On the new Netflix animated series, Big Mouth, Maya Rudolph plays the Hormone Monstress, a disturbing creature who lures teen girls into bad behavior like stealing lipstick and listening to Lana Del Rey. Here she’s once again visiting the horrors of puberty. As told to Shannon Carlin.
I was a late bloomer. I was the kid in the class who wore a fedora, not going after the boys. My friends had crushes, but I was more the mediator. If a boy asked about one of my friends, I’d be like, “Oh, let me help you. I’ll help facilitate.” I was just so sad and nerdy in my fedora and short afro.
I was also a bit of a clotheshorse, so I was always working really hard on my outfits for school. We’re talking 10 or 11, I was starting to express myself with clothing, and I think I was doing a little Annie Hall androgynous thing. I don’t know if it was that conscious, but it was the eighties, so I think I leaned to a fun menswear vibe for a little lady. It’s pretty funny: a lot of blazers, a lot of bowties, and, of course, the fedora. I was also really into Denise from The Cosby Show. She was my fashion goddess. She could do no wrong in my book.
In my fedora days I was really into Duran Duran, specifically Nick Rhodes, the keyboard player. When he signed his name, the Rhodes had a cool R thing going on where he crossed the H with it, and so there was a phase when I used to sign my name “Maya Rhodes,” thinking that was really it. Right after I married the Fonz, I was going to marry Nick Rhodes from Duran Duran, obviously.
But I think that’s when you see the change, in grade school. It starts to feel unsafe to be a goofball, and you start to feel like, “Oh, I have to be more attractive. I have to be a girl.” That’s really when the shift happens, and then junior high is a full-blown nightmare.
I remember going through a phase when I couldn’t enter a drugstore in my hometown without being like, “Oh my God, I need to put a L’Oréal lipstick in my pocket.” I don’t know where it came from, but it was this weird little rush of being bad and doing something you shouldn’t do. But I was such a good girl I couldn’t imagine my dad having to bail me out of jail. The idea of juvie was so terrifying. I think I did it once, trembling, and never again. I got scared straight by my own experience! It really was so painfully harmless at the time, but it couldn’t have felt like a bigger deal.
It’s really funny, in the process of doing Big Mouth and talking about it, I found that there was such a PTSD when it comes to puberty and adolescence. I’m well aware I had these experiences and can certainly look back at embarrassing moments, but the details of them are so hard and painful that I really truly don’t want to relive these things again. I find that to be such a funny unifying element of this particular subject. Everyone you know has gone through this in their own way, but it’s so isolating that every single person goes through it kind of quietly.
For girls it’s like, “When did you start using tampons?” Some girls are like, “Ah, I just stuck it up there,” but I was terrified of them.

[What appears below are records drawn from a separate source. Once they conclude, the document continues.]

PR #1766, opened 2026-07-17
fix: restore Windows remote terminal support

### LINKED ISSUE #1765: Windows remote terminal cannot start because the agent assumes Unix PTY APIs
## Summary

On Windows remote agents, the remote terminal path is not actually usable even though the product claims Windows support.

## Current behavior

- `remote-agent/terminal_server.py` imports Unix-only modules (`fcntl`, `pty`, `termios`) at module import time, so the terminal server cannot start on Windows.
- `remote-agent/agent.py` waits for `READY:<port>` using `select.select()` on a subprocess pipe, which is not portable to Windows.
- `remote-agent/terminal_relay.py` writes logs to `/tmp`, which is not valid on Windows.
- `openace menu` falls back to a shell on Windows instead of providing the AI tool selector.

## Impact

This leaves the Windows remote-terminal feature in a broken or materially degraded state, and the codebase does not match the product's Windows support claims.

## Acceptance criteria

- Remote terminal server starts on Windows.
- Agent startup waits for terminal `READY:<port>` without Unix-only pipe assumptions.
- Relay logging uses a Windows-safe temp directory.
- `openace menu` remains available on Windows with a compatible menu flow.
- Existing Unix behavior remains intact.
- Focused regression tests cover the Windows path.

richardhuang:
## Summary
- make the remote terminal server start on Windows by avoiding Unix-only PTY assumptions at import/runtime
- keep `openace menu` available on Windows with a compatible numbered text menu and PowerShell/cmd shell selection
- switch terminal port handshakes and relay logging to Windows-safe implementations, with focused regression tests

## Testing
- `ruff check remote-agent/openace_cli.py remote-agent/terminal_menu.py remote-agent/terminal_server.py remote-agent/agent.py remote-agent/terminal_relay.py tests/unit/test_openace_cli.py tests/unit/test_terminal_menu.py tests/unit/test_terminal_server.py tests/unit/test_remote_agent_terminal.py`
- `pytest tests/unit/test_openace_cli.py tests/unit/test_terminal_menu.py tests/unit/test_terminal_server.py tests/unit/test_remote_agent_terminal.py tests/unit/test_remote_agent_installer.py -q`

Closes #1765.

### DIFF
--- a/docs/cn/REMOTE-AGENT.md
+++ b/docs/cn/REMOTE-AGENT.md
@@ -12,7 +12,7 @@
      │
      ├── subprocess ──► CLI Tool (claude/qwen/codex/openclaw)
      │
-     └── WebSocket ──► Terminal Server (PTY)
+     └── WebSocket ──► Terminal Server（PTY / 管道子进程）
                          │
                     Browser (xterm.js)
 ```
@@ -88,13 +88,15 @@ curl -fsSL https://<server>/api/remote/agent/install.sh | bash -s -- \
 
 ## 终端服务器
 
-终端服务器提供基于 WebSocket 的 PTY 访问：
+终端服务器提供基于 WebSocket 的终端访问：
 
-- **单 PTY 模型** — 每个终端服务器实例一个 PTY
+- **终端进程模型** — Linux/macOS 使用持久 PTY，Windows 使用持久的管道子进程
 - **认证** — 通过查询参数的 HMAC token
-- **重连** — PTY 在 WebSocket 断开后保持；64KB 输出历史用于屏幕恢复
+- **重连** — 终端进程在 WebSocket 断开后保持；64KB 输出历史用于屏幕恢复
 - **调整大小** — JSON 控制消息 `{"type":"resize","cols":N,"rows":N}`
 - **环境** — 自动从代理 token 注入 `ANTHROPIC_API_KEY`/`OPENAI_API_KEY`
+
+在 Windows 上，`openace menu` 会使用编号式文本菜单，而不是 Unix 上基于原始终端的方向键菜单，这样在 PowerShell/cmd 和浏览器终端里都可以继续使用同一套流程。
 
 ## 会话同步
 
--- a/docs/en/REMOTE-AGENT.md
+++ b/docs/en/REMOTE-AGENT.md
@@ -12,7 +12,7 @@ The remote agent is a Python daemon that runs on remote machines to provide AI c
      │
      ├── subprocess ──► CLI Tool (claude/qwen/codex/openclaw)
      │
-     └── WebSocket ──► Terminal Server (PTY)
+     └── WebSocket ──► Terminal Server (PTY / piped subprocess)
                          │
                     Browser (xterm.js)
 ```
@@ -88,13 +88,15 @@ The `openace` command-line tool is installed alongside the agent:
 
 ## Terminal Server
 
-The terminal server provides WebSocket-based PTY access:
+The terminal server provides WebSocket-based terminal access:
 
-- **Single PTY model** — One PTY per terminal server instance
+- **Terminal process model** — Uses a persistent PTY on Linux/macOS and a persistent piped subprocess on Windows
 - **Authentication** — HMAC token via query parameters
-- **Reconnection** — PTY persists across WebSocket disconnects; 64KB output history for screen restore
+- **Reconnection** — Terminal process persists across WebSocket disconnects; 64KB output history for screen restore
 - **Resize** — JSON control messages `{"type":"resize","cols":N,"rows":N}`
 - **Environment** — Auto-injects `ANTHROPIC_API_KEY`/`OPENAI_API_KEY` from proxy tokens
+
+On Windows, `openace menu` uses a numbered text menu instead of the Unix arrow-key raw-terminal UI so the same workflow remains available in PowerShell/cmd and browser terminals.
 
 ## Session Sync
 
--- a/remote-agent/agent.py
+++ b/remote-agent/agent.py
@@ -18,6 +18,7 @@ import socket
 import subprocess
 import sys
 import tempfile
+import threading
 import time
 from datetime import datetime
 from typing import Any
@@ -1817,15 +1818,36 @@ class RemoteAgent:
 
     def _read_terminal_port(self, proc: subprocess.Popen, terminal_id: str) -> int | None:
         """Read the port number from terminal server's READY:port stdout."""
-        import select as _select
-
         try:
-            # Use select to avoid blocking indefinitely
-            ready, _, _ = _select.select([proc.stdout], [], [], 10.0)
-            if not ready:
+            if proc.stdout is None:
+                logger.warning("Terminal process %s has no stdout pipe", terminal_id[:8])
+                return None
+
+            result: dict[str, str | Exception] = {}
+            ready = threading.Event()
+
+            def _reader() -> None:
+                try:
+                    raw = proc.stdout.readline()
+                    if isinstance(raw, bytes):
+                        result["line"] = raw.decode(errors="replace").strip()
+                    else:
+                        result["line"] = raw.strip()
+                except Exception as exc:  # pragma: no cover - defensive
+                    result["error"] = exc
+                finally:
+                    ready.set()
+
+            threading.Thread(target=_reader, daemon=True).start()
+            if not ready.wait(10.0):
                 logger.warning("Timeout waiting for terminal port from %s", terminal_id[:8])
                 return None
-            line = proc.stdout.readline().decode().strip()
+
+            error = result.get("error")
+            if isinstance(error, Exception):
+                raise error
+
+            line = str(result.get("line") or "")
             if line.startswith("READY:"):
                 return int(line.split(":")[1])
         except Exception as e:
--- a/remote-agent/openace_cli.py
+++ b/remote-agent/openace_cli.py
@@ -13,6 +13,7 @@ import getpass
 import json
 import logging
 import os
+import shutil
 import stat
 import subprocess
 import sys
@@ -233,6 +234,22 @@ def _clear_active_terminal() -> None:
         pass
 
 
+def _windows_shell_args() -> list[str]:
+    for candidate in (
+        shutil.which("pwsh"),
+        shutil.which("powershell"),
+        os.environ.get("COMSPEC"),
+        "cmd.exe",
+    ):
+        if not candidate:
+            continue
+        shell_name = os.path.basename(candidate).lower()
+        if shell_name in {"pwsh", "pwsh.exe", "powershell", "powershell.exe"}:
+            return [candidate, "-NoLogo"]
+        return [candidate]
+    return ["cmd.exe"]
+
+
 def cmd_login(args: argparse.Namespace) -> int:
     server_url = _server_url()
     machine_id = _machine_id()
@@ -273,13 +290,6 @@ def cmd_status(_: argparse.Namespace) -> int:
 
 
 def cmd_menu(args: argparse.Namespace) -> int:
-    # Windows does not support termios module used by terminal_menu.py
-    # Fall back to shell mode on Windows
-    if os.name == "nt":
-        print("Note: Interactive menu is not supported on Windows.")
-        print("Starting shell instead. You can run AI tools directly from the shell.\n")
-        return cmd_shell(args)
-
     work_dir = os.path.abspath(args.work_dir or os.getcwd())
     terminal = _start_cli_terminal(work_dir)
     _apply_local_cli_settings(terminal)
@@ -296,10 +306,8 @@ def cmd_shell(args: argparse.Namespace) -> int:
     env = _session_env(terminal)
 
     try:
-        # Windows: use COMSPEC (cmd.exe)
         if os.name == "nt":
-            shell = os.environ.get("COMSPEC") or "cmd.exe"
-            subprocess.run([shell], env=env, cwd=work_dir, check=False)
+            subprocess.run(_windows_shell_args(), env=env, cwd=work_dir, check=False)
         else:
             # Unix/Linux: login shell
             shell = os.environ.get("SHELL") or "/bin/sh"
--- a/remote-agent/terminal_menu.py
+++ b/remote-agent/terminal_menu.py
@@ -13,10 +13,9 @@ from __future__ import annotations
 
 import os
 import shlex
+import shutil
 import subprocess
 import sys
-import termios
-import tty
 from pathlib import Path
 
 TOOLS = [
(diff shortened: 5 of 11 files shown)


richardhuang:
Review of fix: restore Windows remote terminal support

### [High] WebSocket input is dropped on Windows — terminal is receive-only
- **Location:** `remote-agent/terminal_server.py:281` (`handle_websocket_input`)
- **Issue:** The input handler guards every message with:
  ```python
  async for message in websocket:
      if not self._pty_alive or self.master_fd is None:
          break
  ```
  On the Windows pipe path, `self.master_fd` is **never** set — `_spawn_pipe_process` only assigns `self.process`/`self.pty_pid`, and `self.master_fd` stays at its `__init__` default of `None` (line 73). Therefore `self.master_fd is None` is always `True` on Windows, so the loop `break`s on the first message. The actual write path at lines 299-303 (`elif self.process is not None ... self.process.stdin.write(message)`) is never reached because the guard above exits the loop first. (Note: the guard was written for the PTY model where `master_fd is None` legitimately means "no PTY to write to".)
- **Impact:** The restored Windows terminal is effectively read-only over WebSocket — output from the piped subprocess is relayed to the browser, but no keystrokes from the browser reach the shell. This directly defeats the purpose of "restore Windows remote terminal support." The added unit tests (`test_terminal_server.py`, `test_remote_agent_terminal.py`) only cover spawning and port-reading; none exercise `handle_websocket_input`, so this slipped through.
- **Suggestion:** Make the guard path-aware, e.g. `if not self._pty_alive or (self._uses_pty and self.master_fd is None): break`, or split the alive/destination check so the pipe path checks `self.process is None` instead of `self.master_fd is None`. Add a test that drives `handle_websocket_input` with a fake websocket + fake `process.stdin` and asserts the bytes are written.

### [Medium] Blocking read in executor can leak a thread on shutdown
- **Location:** `remote-agent/terminal_server.py:252-253` (`_relay_pipe_output_loop`)
- **Issue:** `reader = getattr(self.process.stdout, "read1", self.process.stdout.read)` then `await loop.run_in_executor(None, reader, 65536)`. Two concerns: (1) the `read1` fallback is `process.stdout.read`, which is a blocking full-buffer read and will block the executor thread indefinitely if fewer than 65536 bytes are produced and the stream stays open — for a `PIPE` with `bufsize=0` this is usually fine because `read1` exists on `BufferedReader`, but the fallback path is a latent hang; (2) when `kill_pty()` runs (`self.process.terminate()` then `wait(timeout=5)`), the relay task is mid-`await` on a thread that is blocked in the OS read. There is no cancellation of that executor future, so the default `ThreadPoolExecutor` thread stays pinned until the OS-level read returns (i.e., until the child's stdout actually closes), which may outlive `kill_pty`.
- **Impact:** On repeated restart/kill cycles, executor threads can accumulate; in the worst case the read never unblocks if the child holds stdout open (e.g., a grandchild inherits the fd), stalling the relay permanently.
- **Suggestion:** Drop the `read` fallback and require `read1` (raise/return early if absent), and in `kill_pty` close `self.process.stdout` (or signal the relay to stop) before/after terminate so the blocked read returns. Consider reading in a dedicated thread with a `select`-style timeout rather than the default executor.

### [Low] `_read_terminal_port` leaks a blocked reader thread on timeout
- **Location:** `remote-agent/agent.py:1841-1844`
- **Issue:** On the 10s timeout path, the method returns `None` but the daemon `_reader` thread remains blocked in `proc.stdout.readline()` until the process emits a line or exits. The thread is a daemon so it won't block shutdown, but for a wedged terminal process it stays alive consuming a thread.
- **Impact:** Minor resource leak under abnormal terminal startup; not a correctness problem.
- **Suggestion:** Acceptable as-is given daemon threading, but worth a comment noting the leaked-thread tradeoff, or closing `proc.stdout` on timeout to unblock the reader.

### [Low] `shlex.split(command, posix=False)` does not split Windows commands correctly
- **Location:** `remote-agent/terminal_server.py:417-422` (`_parse_shell_command`)
- **Issue:** On Windows, `posix=False` makes `shlex.split` treat backslash as a literal character and only split on whitespace, with no quote-stripping semantics matching `cmd.exe`. A `--shell` value like `"C:\Program Files\pwsh.exe -NoLogo"` would split into `['C:\\Program', 'Files\\pwsh.exe', '-NoLogo']`. This is only fed by the operator-controlled `--shell` CLI arg (not network input, so not an injection vector), but the splitting is still incorrect for paths containing spaces.
- **Impact:** A Windows operator passing a quoted shell path with spaces via `--shell` gets a broken argv; the default path (no `--shell`) is unaffected because it builds `cmd = [sys.executable, menu_script]` directly.
- **Suggestion:** Document that `--shell` on Windows must be a single executable path with no arguments requiring quoting, or use `shlex.split(command, posix=True)` consistently and document the POSIX-style quoting requirement.

richardhuang:
Second-round review of fix: restore Windows remote terminal support

Follow-up pass focused on Windows process-tree cleanup, resize signaling, stdin semantics, and reconnect resource handling — not re-covering the first round.

### [Medium] Windows `kill_pty` only terminates the direct child; grandchildren are orphaned
- **Location:** `remote-agent/terminal_server.py:323-329` (the `elif self.process is not None:` branch of `kill_pty`), and `remote-agent/terminal_server.py:411` (`CREATE_NEW_PROCESS_GROUP`)
- **Issue:** On the Windows pipe path, `kill_pty` calls `self.process.terminate()` (which maps to `TerminateProcess` on the direct child only) and then `self.process.wait(timeout=5)`. The process was spawned with `CREATE_NEW_PROCESS_GROUP`, which is about Ctrl-C signal handling, not process-tree kill. When the shell (`pwsh`/`cmd.exe`) has spawned a foreground child — e.g. an editor (`code`), a long-running dev server, or another CLI invoked by `openace menu` — that grandchild is **not** terminated. `TerminateProcess` does not recurse into descendants. There is no Job Object binding and no `taskkill /T /PID`. This mirrors the original Unix PTY model where `SIGTERM` to the session leader cleans the group, but the Windows translation does not reproduce that semantics.
- **Impact:** On every restart/kill cycle (browser-triggered or scheduler-triggered), descendant processes leak and keep running, holding ports / file handles / the very stdout pipe the relay reads. Over a remote agent's lifetime this accumulates ghost processes on the operator's machine. The `_relay_pipe_output_loop`'s blocked read (first-round Medium) compounds this: the orphaned grandchild may hold the stdout fd open, preventing the relay's `read1` from returning.
- **Suggestion:** Bind the spawned process to a Win32 Job Object with `JOB_OBJECT_LIMIT_KILL_ON_JOB_CLOSE` so killing the job tears down the whole tree, or issue `subprocess.run(["taskkill", "/T", "/PID", str(self.process.pid)])` in the `TimeoutExpired`/cleanup path before `kill()`. Add a test that spawns a two-level process tree (a stub shell that spawns a child) and asserts both PIDs are gone after `kill_pty()`.

### [Medium] Resize control message is a silent no-op on Windows
- **Location:** `remote-agent/terminal_server.py:157-164` (`resize_pty`) and the handler at `remote-agent/terminal_server.py:289-292`
- **Issue:** `resize_pty` updates `self._pty_cols`/`self._pty_rows` unconditionally, but the actual size application is guarded by `if self._uses_pty and self.master_fd is not None:` — on Windows `_uses_pty` is `False`, so the `TIOCSWINSZ` ioctl is skipped and nothing else conveys the new size to the piped subprocess. The browser still emits `{"type":"resize","cols":N,"rows":N}` on every window resize, the server "accepts" it (updates the stored fields), and the user gets no indication the shell is still wrapping at the old width. `cmd.exe`/`pwsh` reading from a pipe do not get a `WINDOW_BUFFER_SIZE_EVENT` either, since there is no console.
- **Impact:** Line wrapping in the Windows terminal is wrong for any client size other than the default 80x24, and because the input path is also broken (first-round High), the whole resize interaction looks alive while doing nothing. This is a secondary correctness gap on top of the receive-only terminal.
- **Suggestion:** Either (a) document explicitly that resize is unsupported on the pipe path and have the server `logger.debug` (or send a client-visible notice) so it is not a silent no-op, or (b) since the piped shell has no real console to resize, consider whether the pipe model can deliver a usable interactive terminal at all — a Windows PTY emulator (`winpty`/`pywinpty`) would restore both input echo and resize, and is the usual solution for this on Windows.

### [Low] Piped stdin has no line discipline / echo — shells detect non-tty and behave non-interactively
- **Location:** `remote-agent/terminal_server.py:403-424` (`_spawn_pipe_process`: `stdin=subprocess.PIPE`), and the write path at `remote-agent/terminal_server.py:299-303`
- **Issue:** Both `pwsh` and `cmd.exe` check `isatty(stdin)` at startup; when they see a pipe (not a console) they suppress prompt rendering, disable readline-style line editing, and may switch to non-interactive mode (pwsh notably so). Combined with the first-round High (input never reaching the pipe anyway), even after that input bug is fixed the user experience will be degraded versus a real PTY: no command history, no tab completion, no prompt re-render. The stdin bytes are written raw with no CR/LF translation, so multi-byte/Unicode keystrokes (the CJK-input angle in the review brief) arrive as raw UTF-8 bytes that a non-tty shell may not interpret as line input until a newline.
- **Impact:** Even with the input bug fixed, the "restored" Windows terminal is a poor interactive shell. Not a correctness bug, but worth stating so the support boundary is honest.
- **Suggestion:** Document this as a known limitation in `docs/en/REMOTE-AGENT.md` (which this PR already edits) alongside the numbered-menu note, or pivot the Windows path to a PTY library as noted above.

- **Multi-connection resource accumulation:** Verified the architecture is a single persistent process + single `relay_output_loop` task (`terminal_server.py:519`), with only `_active_websockets` added/removed per connection. There is no per-connection task or process, so reconnects do not accumulate relay tasks. The only accumulation risk is the first-round Medium (blocked executor thread in `_relay_pipe_output_loop`).
- **Signal handlers:** The `add_signal_handler` `NotImplementedError` fallback (`terminal_server.py:591-592`) is correct for Windows ProactorEventLoop, which does not support `loop.add_signal_handler`.
- **Log/temp paths:** `/tmp` hardcodes replaced with `tempfile.gettempdir()` (`terminal_server.py:571`, `terminal_relay.py:156`) — correct cross-platform fix.
- **First-round High (input dropped via `master_fd is None` guard):** Still present in merged code at `terminal_server.py:281`; unchanged by this PR. The guard `if not self._pty_alive or self.master_fd is None: break` still breaks the loop on the first message on Windows.

richardhuang:
Fixed in https://github.com/open-ace/open-ace/pull/1795: handle_websocket_input's top-of-loop guard was misapplying a PTY-only `master_fd is None` check to the shared input handler, so on the Windows pipe path the loop broke on the first message and keystrokes never reached the shell. The High finding is addressed there.

richardhuang:
Third-round review of fix: restore Windows remote terminal support

This round re-verifies the first- and second-round findings against current `main`. Correction on the High finding status is the main item; one Low addition.

### [Still open — High] WebSocket input is dropped on Windows — terminal is receive-only
- **Location:** `remote-agent/terminal_server.py:281` (`if not self._pty_alive or self.master_fd is None: break`)
- **Status:** Unchanged on `main`. The guard still applies the PTY-only `master_fd is None` check to the shared input handler. On the Windows pipe path `master_fd` is never assigned (stays at its `__init__` default of `None`, `terminal_server.py:73`), so the loop breaks on the first message and the pipe write at `terminal_server.py:301-303` (`self.process.stdin.write(message)`) is unreachable.
- **Correction:** My second-round comment stated this was "Fixed in #1795." That is inaccurate for current `main` — #1795 (`fix(high): fix Windows WebSocket terminal input drop on the pipe path`) is still **OPEN / unmerged** as of this review. `terminal_server.py:281` on `main` is byte-identical to the merged #1766 state. The High finding is therefore not yet fixed in the shipped tree; it is pending merge of #1795.

### [Still open — Medium] Windows `kill_pty` only terminates the direct child; grandchildren are orphaned
- **Location:** `remote-agent/terminal_server.py:323-329` (the `elif self.process is not None:` branch of `kill_pty` calls `terminate()` + `wait(timeout=5)`), spawn at `terminal_server.py:404` (`CREATE_NEW_PROCESS_GROUP`)
- **Status:** Unchanged. `TerminateProcess` does not recurse into descendants, there is no Job Object binding, and no `taskkill /T /PID`. Descendant processes leak on every kill cycle and may hold the stdout fd open, compounding the relay blocked-read issue below.

### [Still open — Medium] Blocking read in the executor can leak a thread on shutdown
- **Location:** `remote-agent/terminal_server.py:252-253` (`reader = getattr(self.process.stdout, "read1", self.process.stdout.read)` then `await loop.run_in_executor(None, reader, 65536)`)
- **Status:** Unchanged. The `read` fallback is still present, and `kill_pty` (lines 323-331) does not close `self.process.stdout` before terminate, so the executor thread stays pinned in the OS-level read until the child's stdout actually closes — which may not happen if an orphaned grandchild inherited the fd.

### [Still open — Medium] Resize control message is a silent no-op on Windows
- **Location:** `remote-agent/terminal_server.py:159` (`if self._uses_pty and self.master_fd is not None:`), handler at `terminal_server.py:288-291`
- **Status:** Unchanged. `_uses_pty` is `False` on Windows (`terminal_server.py:83`), so the `TIOCSWINSZ` ioctl is skipped and nothing else conveys the new size to the piped subprocess. The stored `_pty_cols`/`_pty_rows` update (lines 157-158) makes the resize look accepted while line wrapping stays at the old width.

### [Still open — Low] Piped stdin has no line discipline / echo — shells detect non-tty and behave non-interactively
- **Location:** `remote-agent/terminal_server.py:407` (`stdin=subprocess.PIPE`), write path at `terminal_server.py:301-303`
- **Status:** Unchanged. Both `pwsh` and `cmd.exe` suppress prompt rendering / readline / tab-completion against a non-tty stdin. The `REMOTE-AGENT.md` support-boundary note this PR added does not mention this.

### [Still open — Low] `shlex.split(command, posix=False)` mis-splits Windows shell paths with spaces
- **Location:** `remote-agent/terminal_server.py:420` (`return shlex.split(command, posix=os.name != "nt")`)
- **Status:** Unchanged.

### [New — Low] `_read_terminal_port` leaks a blocked reader thread on timeout, and the port line is not surfaced on partial reads
- **Location:** `remote-agent/agent.py:1836-1849` (the daemon `_reader` blocked in `proc.stdout.readline()`, and the 10s `ready.wait(10.0)` timeout returning `None`)
- **Issue:** First-round Low (blocked reader thread on timeout) still applies; this addition is a distinct observation: the reader only captures a single `readline()` and stores it under `result["line"]`. If the terminal server emits the `READY:<port>` line but the read returns it split across reads (rare for a single short line, but possible with a slow/buffered pipe), or if a non-READY banner line precedes the READY line (e.g. a startup log), the single `readline()` captures the wrong line and the method returns `None` despite the server being healthy, leading the caller to treat the terminal as failed-to-start. There is no loop to skip non-READY lines.
- **Impact:** A healthy terminal server with a startup banner can be misclassified as "no port"; combined with the orphaned-thread issue, the failure mode is silent.
- **Suggestion:** Loop on `readline()` until a `READY:` line is seen or EOF, and close `proc.stdout` on timeout to unblock the daemon reader.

It wasn’t until I went to sleepaway camp and literally had the population of my entire bunk coaching me from outside of the bathroom stall and explaining to me how to use this thing. It was this very specific rite of female passage where you’re like, “I’m not going to go to my parents about this. I’m going to go to girls my age who can talk me through this.” That was a really positive experience, but to get to that place I had to endure pads for two years.
Not one of us wants to talk about puberty when we’re going through it, but what’s ickier is having an adult go, “You know, I get it.” And you’re like, “Shut up, old lady. I don’t want to hear it, you’re gross. Your adult body is super disgusting to me.” The scary thing is I am going to be that old lady.

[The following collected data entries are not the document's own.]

PR #1771, opened 2026-07-17
feat: deliver alert webhooks

richardhuang:
## Summary\n- deliver real alert webhook notifications from the alert center, including Feishu/Lark bot compatible payloads\n- validate webhook URLs and block private/loopback targets by default to reduce SSRF risk\n- document the new alert webhook behavior and config toggle, with regression coverage for webhook delivery\n\n## Testing\n- pytest tests/unit/test_alert_notifier_webhook.py tests/test_email_notification_service.py tests/test_email_notification_integration.py -q\n- ruff check app/modules/governance/alert_notifier.py app/routes/alerts.py tests/unit/test_alert_notifier_webhook.py\n- SKIP=bandit,no-commit-to-branch pre-commit run --files app/modules/governance/alert_notifier.py app/routes/alerts.py tests/unit/test_alert_notifier_webhook.py config/config.json.sample config/CONFIG_GUIDE.md README.md\n

### DIFF
--- a/README.md
+++ b/README.md
@@ -204,7 +204,7 @@ python3 server.py
 | 配额告警 | 用量达到阈值自动提醒 |
 | 异常检测 | 识别异常使用模式 |
 | 邮件通知 | 定期发送用量报告 |
-| 飞书推送 | 实时告警推送到飞书群 |
+| Webhook / 飞书推送 | 实时推送告警到 Webhook，支持飞书 / Lark 群机器人 |
 
 ### 👥 用户管理
 
@@ -507,7 +507,7 @@ python3 server.py
 | Quota Alerts | Automatic notifications when thresholds reached |
 | Anomaly Detection | Identify unusual usage patterns |
 | Email Reports | Periodic usage reports via email |
-| Feishu Push | Real-time alerts to Feishu groups |
+| Webhook / Feishu Push | Real-time alerts to webhooks, including Feishu / Lark group bots |
 
 ### 👥 User Management
 
--- a/app/modules/governance/alert_notifier.py
+++ b/app/modules/governance/alert_notifier.py
@@ -10,14 +10,19 @@ Supports WebSocket push, email, and webhook notifications.
 """
 
 import asyncio
+import ipaddress
 import json
 import logging
+import socket
 import sqlite3
 import uuid
 from dataclasses import dataclass, field
 from datetime import datetime, timedelta, timezone
 from enum import Enum
 from typing import Any, Callable, Optional, Union
+from urllib.parse import urlparse
+
+import requests
 
 from app.repositories.database import (
     DB_PATH,
@@ -28,8 +33,13 @@ from app.repositories.database import (
     is_postgresql,
 )
 from app.services.email_notification_service import get_email_notification_service
+from app.utils.config import get_config_value
 
 logger = logging.getLogger(__name__)
+
+_SEVERITY_ORDER = {"info": 0, "warning": 1, "critical": 2}
+_WEBHOOK_TIMEOUT_SECONDS = 5
+_FEISHU_WEBHOOK_HOST_SNIPPETS = ("feishu.cn", "larksuite.com", "larkoffice.com")
 
 
 class AlertType(Enum):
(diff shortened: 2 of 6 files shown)


richardhuang:
Review of feat: deliver alert webhooks

### High - SSRF check has a DNS-rebinding TOCTOU gap with the actual request
- **Location:** `app/modules/governance/alert_notifier.py:269` (validate) and `:280` (requests.post)
- **Issue:** `validate_webhook_url()` resolves the hostname via `socket.getaddrinfo()` and rejects private/loopback IPs, but `requests.post()` performs its own independent DNS resolution at connect time. Between the two resolutions the answer can change (DNS rebinding, round-robin, short TTL), so a target that passed validation can still connect to `127.0.0.1`/`169.254.169.254`/RFC1918 space. `allow_redirects=False` only blocks HTTP redirects, not this gap.
- **Impact:** An operator who configures a webhook URL (or an attacker who controls one) can reach internal metadata services / intranet hosts despite the SSRF filter, which is exactly the risk the filter exists to prevent.
- **Suggestion:** Resolve once and pin the IP for the request: either bind a custom `HTTPAdapter`/`requests` session that connects to the validated IP with the original `Host` header (and re-validate the connected IP), or move to an HTTP client that lets you pass the resolved address. At minimum, document that the SSRF mitigation is best-effort and rely on network egress controls for hardening.

### High - Webhook delivery blocks the alert-creation (and request) path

That’s what’s so funny about all of this: You think you have all this insight and are going to share your experience with a young woman and you end up being that creepy adult. Nobody wants to be the creepy adult, but yet we wake up and realize that we are and think, “Wait, how did that happen? I thought I was cool. I thought I was young and hip like you guys.”
But that’s the beauty of being a woman. When we’re younger, whether we realize it or not, we are creating this community when we’re forming those friendships. We’ve always had strength in numbers. We lean on each other. My friends were the ones I’d go to when I was like, “Oh my God, I got my period. Can I have your sweatshirt so I can tie it around my waist?” I’m very lucky I have a lot of friendships that I maintained since I was a kid.
That’s the nice part about aging—not the wrinkles, the other women.